● Dataset records:
::::::
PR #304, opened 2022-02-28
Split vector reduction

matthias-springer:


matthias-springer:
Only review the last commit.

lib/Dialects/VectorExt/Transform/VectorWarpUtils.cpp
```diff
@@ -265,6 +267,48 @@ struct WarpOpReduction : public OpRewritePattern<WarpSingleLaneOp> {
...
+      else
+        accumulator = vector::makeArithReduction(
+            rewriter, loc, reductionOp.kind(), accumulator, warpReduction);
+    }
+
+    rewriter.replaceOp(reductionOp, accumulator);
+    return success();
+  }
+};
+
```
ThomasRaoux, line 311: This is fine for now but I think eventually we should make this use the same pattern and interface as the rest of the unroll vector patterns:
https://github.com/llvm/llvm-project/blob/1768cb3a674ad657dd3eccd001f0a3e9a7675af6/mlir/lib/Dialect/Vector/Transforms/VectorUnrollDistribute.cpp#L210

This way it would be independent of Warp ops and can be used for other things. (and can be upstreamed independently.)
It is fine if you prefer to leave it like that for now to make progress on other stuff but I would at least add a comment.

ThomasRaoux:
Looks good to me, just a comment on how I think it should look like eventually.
::::::
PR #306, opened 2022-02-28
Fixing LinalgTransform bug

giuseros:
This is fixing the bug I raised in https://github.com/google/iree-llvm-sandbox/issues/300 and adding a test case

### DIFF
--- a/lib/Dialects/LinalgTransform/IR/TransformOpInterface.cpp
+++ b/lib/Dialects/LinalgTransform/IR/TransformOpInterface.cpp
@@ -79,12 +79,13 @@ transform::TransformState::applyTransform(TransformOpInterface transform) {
::::::
● Requirement: In the data above, find the line with "This is fixing" and the line with "-79,12 +79,13 @@". Retype both, plus every line between them, exactly.

● Reply to the task:
This is fixing the bug I raised in https://github.com/google/iree-llvm-sandbox/issues/300 and adding a test case

### DIFF
--- a/lib/Dialects/LinalgTransform/IR/TransformOpInterface.cpp
+++ b/lib/Dialects/LinalgTransform/IR/TransformOpInterface.cpp
@@ -79,12 +79,13 @@ transform::TransformState::applyTransform(TransformOpInterface transform) {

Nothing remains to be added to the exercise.